Nigeria’s Constitution Will Never Transform Her Economy, Says Former Presidential Candidate Moghalu

A former Nigerian Presidential Candidate Professor Kingsley Moghalu has said the country needs a new constitution that has a well-articulated social contract between the government and the people and one that devolves power, saying the present constitution of Nigeria so long as it’s operated will never transform the country’s economy.

Moghalu was a guest on ARISE News and believes a restructuring of Nigeria is yet to happen and said there is a need for a new constitution whose whole idea of Nigeria should be re-engineered in a way that is acceptable to all the component parts of the federation.

“For example, police powers are still completely exclusively federal powers, but they should be regional powers or state powers so that security can come closer to the people.

“Nigeria has a Police Force of 350,000 for 200 million people, that’s a joke, is it any wonder that in the state, people are not secured,” he said.
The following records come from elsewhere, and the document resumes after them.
PR #2714, opened 2026-06-30
CI: Use best practices in release-protoc-gen-rust-grpc

ejona86:
Reducing the scope of write permissions is nice and makes it more obvious where the permissions are used. ${{}} in inline shell scripts is just a textual replacement, so it is better to be in the habit of using environment variables and letting the shell handle the replacement. I left ${{ matrix }} cases, since several of those are intended as textual replacements.


dfawley (approved):
Would you mind doing a release on your fork with the right tag name to confirm this is working correctly?

ejona86:
Looks like it still works.

image

PR #2716, opened 2026-07-01
grpc: Implement grpc-status-details-bin rich error details

ejona86:
The existing grpc status APIs have been duplicated in grpc-protobuf, but with the addition of status payloads.  The expectation is these will be removed when absl status is available.  Since we now know the existing grpc status APIs will _not_ be be converted to absl status, they have been changed to use the rust-typical Result.

StatusCodeError is redefined in grpc-protobuf rather than aliased from the grpc crate to allow a future 1:1 migration to absl status.

This is API breaking for existing status usages; grpc-protobuf now uses a different status type and the grpc crate no longer has Status/StatusOr.

This also adds a new public API grpc::StatusError::into_parts() for more efficient conversion. This could have been into_message() or message_mut(), but into_parts() seemed nicer for this struct that is unlikely to have fields added in the future.

CC @arjan-bal, @sauravzg

### DIFF
--- a/grpc-protobuf/build.rs
+++ b/grpc-protobuf/build.rs
@@ -1,0 +1,24 @@
+use std::env;
+use std::path::PathBuf;
+
+fn main() {
+    println!("cargo:rerun-if-changed=build.rs");
+
+    println!("cargo:rerun-if-env-changed=GRPC_RUST_REGENERATE_PROTO");
+    if env::var_os("GRPC_RUST_REGENERATE_PROTO").is_some() {
+        let manifest_dir = PathBuf::from(env::var_os("CARGO_MANIFEST_DIR").unwrap());
+        let dependencies = protobuf_well_known_types::get_dependency("protobuf_well_known_types")
+            .into_iter()
+            .map(|d| d.into())
+            .collect();
+
+        grpc_protobuf_build::CodeGen::new()
+            .output_dir(manifest_dir.join("generated"))
+            .include(manifest_dir.join("third_party/googleapis"))
+            .inputs(["google/rpc/status.proto"])
+            .dependencies(dependencies)
+            .client_only()
+            .compile()
+            .unwrap();
+    }
+}
--- a/grpc-protobuf/src/client/client_streaming.rs
+++ b/grpc-protobuf/src/client/client_streaming.rs
@@ -25,8 +25,9 @@
 use std::marker::PhantomData;
 use std::pin::Pin;
 
-use grpc::Status;
-use grpc::StatusOr;
+use crate::Status;
+use crate::StatusOr;
+use crate::trailers_conv::status_from_trailers;
 use grpc::client::CallOptions;
 use grpc::client::InvokeOnce;
 use grpc::client::RecvStream;
@@ -169,7 +170,7 @@ where
         loop {
             let i = rx.recv(&mut res).await;
             if let ResponseStreamItem::Trailers(t) = i {
-                return t.into_status();
+                return status_from_trailers(t);
             }
         }
     }
--- a/grpc-protobuf/src/client/client_streaming.rs
+++ b/grpc-protobuf/src/client/client_streaming.rs
@@ -25,9 +25,6 @@
 use std::marker::PhantomData;
 use std::pin::Pin;
 
-use crate::Status;
-use crate::StatusOr;
-use crate::trailers_conv::status_from_trailers;
 use grpc::client::CallOptions;
 use grpc::client::InvokeOnce;
 use grpc::client::RecvStream;
@@ -46,7 +43,10 @@ use protobuf::MessageView;
 use crate::CallBuilder;
 use crate::ProtoRecvMessage;
 use crate::ProtoSendMessage;
+use crate::Status;
+use crate::StatusOr;
 use crate::client::Internal;
+use crate::trailers_conv::status_from_trailers;
 
 /// Configures a client-streaming call for gRPC Protobuf.  Implements
 /// [`IntoFuture`] which begins the call and resolves to a
--- a/grpc-protobuf/src/status.rs
+++ b/grpc-protobuf/src/status.rs
@@ -1,0 +1,261 @@
+/*
+ *
+ * Copyright 2026 gRPC authors.
+ *
+ * Permission is hereby granted, free of charge, to any person obtaining a copy
+ * of this software and associated documentation files (the "Software"), to
+ * deal in the Software without restriction, including without limitation the
+ * rights to use, copy, modify, merge, publish, distribute, sublicense, and/or
+ * sell copies of the Software, and to permit persons to whom the Software is
+ * furnished to do so, subject to the following conditions:
+ *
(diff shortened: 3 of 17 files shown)


joshuatants:
Haven't tried it out yet but the changes in `trailers_from_tonic_status` should fix redirects for me. I'll sound off if it doesn't. Thanks!

grpc-protobuf/src/status.rs
```diff
@@ -0,0 +1,261 @@
...
+
+    /// Get the value for `type_url`.
+    pub fn get_payload<'a>(&'a self, type_url: &[u8]) -> Option<&'a [u8]> {
+        self.payloads.get(type_url).map(|v| v.as_slice())
+    }
+
+    /// Set the value for `type_url`.
+    pub fn set_payload(&mut self, type_url: &[u8], payload: &[u8]) {
+        self.payloads.insert(type_url.to_vec(), payload.to_vec());
+    }
```
dfawley, line 203: It might be nice to have examples of how we think usage of this would look in actual user code.  Mainly: how do you get the `type_url` of a proto message type as a byte slice -- assuming there is a way besides hard-coding the string.  If it's just hard coding the string, then I guess we don't really need an example.

grpc-protobuf/src/trailers_conv.rs
```diff
@@ -0,0 +1,428 @@
...
+            let expected_code = StatusCodeError::from(code as i32);
+            match bin_val {
+                None => Err(StatusError::new(expected_code, message)),
+                Some(meta_val) => {
+                    let rpc_status_err = parse_rpc_status(meta_val.as_bytes())?;
+                    if rpc_status_err.code() != expected_code {
+                        return Err(StatusError::new(
+                            StatusCodeError::Internal,
+                            format!(
+                                "RPC status code mismatch: gRPC code {:?}, RPC code {:?}",
```
dfawley: `gRPC code {:?}, RPC status details code {:?}`?  Or `grpc-status-details-bin status code {:?}`?

With gRPC vs. RPC it might not even be very obvious what this is referring to.

grpc-protobuf/src/trailers_conv.rs
```diff
@@ -0,0 +1,428 @@
...
+                        ));
+                    }
+                    Err(rpc_status_err)
+                }
+            }
+        }
+    }
+}
+
+fn parse_rpc_status(buf: &[u8]) -> StatusOr<StatusError> {
```
dfawley, line 78: > `StatusOr<StatusError>`

👀

grpc-protobuf/src/trailers_conv.rs
```diff
@@ -0,0 +1,428 @@
...
+    for any in rpc_status.details() {
+        status_err.set_payload(any.type_url().as_bytes(), any.value());
+    }
+
+    Ok(status_err)
+}
+
+/// Converts the status to trailers and inserts grpc-status-details-bin into the metadata.
+#[allow(dead_code)]
+pub(crate) fn trailers_from_status(s: Status) -> Trailers {
```
dfawley, line 105: This is for server-side?  So this wants to be some kind of `ServerStatus` newtype version of `Status`, right?

grpc-protobuf/src/client/client_streaming.rs
```diff
@@ -25,8 +25,9 @@
 use std::marker::PhantomData;
 use std::pin::Pin;
 
-use grpc::Status;
-use grpc::StatusOr;
+use crate::Status;
+use crate::StatusOr;
+use crate::trailers_conv::status_from_trailers;
```
dfawley: Nit: please format using:

```
rustfmt --edition=2021 --config imports_granularity=Item --config group_imports=StdExternalCrate $(find . -name '*.rs')
```

Which helps organize the imports a bit better than the default behavior.

grpc-protobuf/build.rs
```diff
@@ -0,0 +1,24 @@
...
+
+    println!("cargo:rerun-if-env-changed=GRPC_RUST_REGENERATE_PROTO");
+    if env::var_os("GRPC_RUST_REGENERATE_PROTO").is_some() {
+        let manifest_dir = PathBuf::from(env::var_os("CARGO_MANIFEST_DIR").unwrap());
+        let dependencies = protobuf_well_known_types::get_dependency("protobuf_well_known_types")
+            .into_iter()
+            .map(|d| d.into())
+            .collect();
+
+        grpc_protobuf_build::CodeGen::new()
```
dfawley, line 15: Would it make sense to use the protobuf_build crate directly instead, since there are no services?

grpc-protobuf/src/client/client_streaming.rs
ejona86: Is there a reason we don't put that in a [rustfmt.toml](https://github.com/rust-lang/rustfmt#configuring-rustfmt)?... Because these are both unstable features and unstable features should be disallowed on the command line, but aren't. https://github.com/rust-lang/rustfmt/issues/6257

grpc-protobuf/src/trailers_conv.rs
ejona86: Yeah, when the server-side stuff lands it may want to change this. This API probably would be fine to use as-is though, as the ServerStatus would still include a absl::Status inside.

grpc-protobuf/src/status.rs
ejona86: I think it is simply "a PITA." Even if it were encoded as an Any it looks like you have to do everything yourself: hard-code the name and manually serialize.

grpc-protobuf/src/trailers_conv.rs
ejona86: "Beautiful" ain't it? Error-parsing code makes success produce the parsed error... All seems correct, but definitely not something I originally thought I'd see; I did try to remove it, but the alternatives seemed worse.

grpc-protobuf/build.rs
ejona86: If there were services (and we weren't using them), then I would have. _Because_ there are no services, it didn't seem to matter which was used. grpc_protobuf_build has the protoc-gen-rust-grpc integration and such, so it seemed nicer for now to reuse it. Maybe once we upstream more parts of it it'd make more sense to use protobuf_build directly.

grpc-protobuf/src/trailers_conv.rs
ejona86: I've changed it to `gRPC code {:?}, google.rpc.Code {:?}` which is the enum type.

grpc-protobuf/src/status.rs
dfawley: Maybe this is something we can bring up with the proto team, too.

dfawley (approved):

grpc-protobuf/src/status.rs
ejona86: Any is a standard feature, so I have to believe the proto team is very well aware. I've started discussing with them to get an idea of the timing.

He stated further that; “restructuring is still yet to happen and I think there should be some sort of constitutional conference.

“I think the whole idea of Nigeria should be re-engineered in a way that is acceptable to all the component parts of the federation so that we can know that this is what we agreed on and make it possible for that agreement to be executed in our lives on a daily basis.

“So I am calling for a new constitution, not tinkering with this 1999 constitution, I think it’s going to have a very minimal impact. There are so many issues that are foundational to Nigeria that are just being glossed over and until we address those issues we are not going to have the kind of cohesion as a country that will need to be able to run our economy effectively and productively.

“The present constitution of Nigeria so long as we operate it, Nigeria will never be able to transform its economy, it is just impossible because the constitution as it is now is geared towards sharing and is not geared towards producing. You cannot be sharing a cake that you have not baked. We need a new constitution to help us bake a cake that we can actually share.”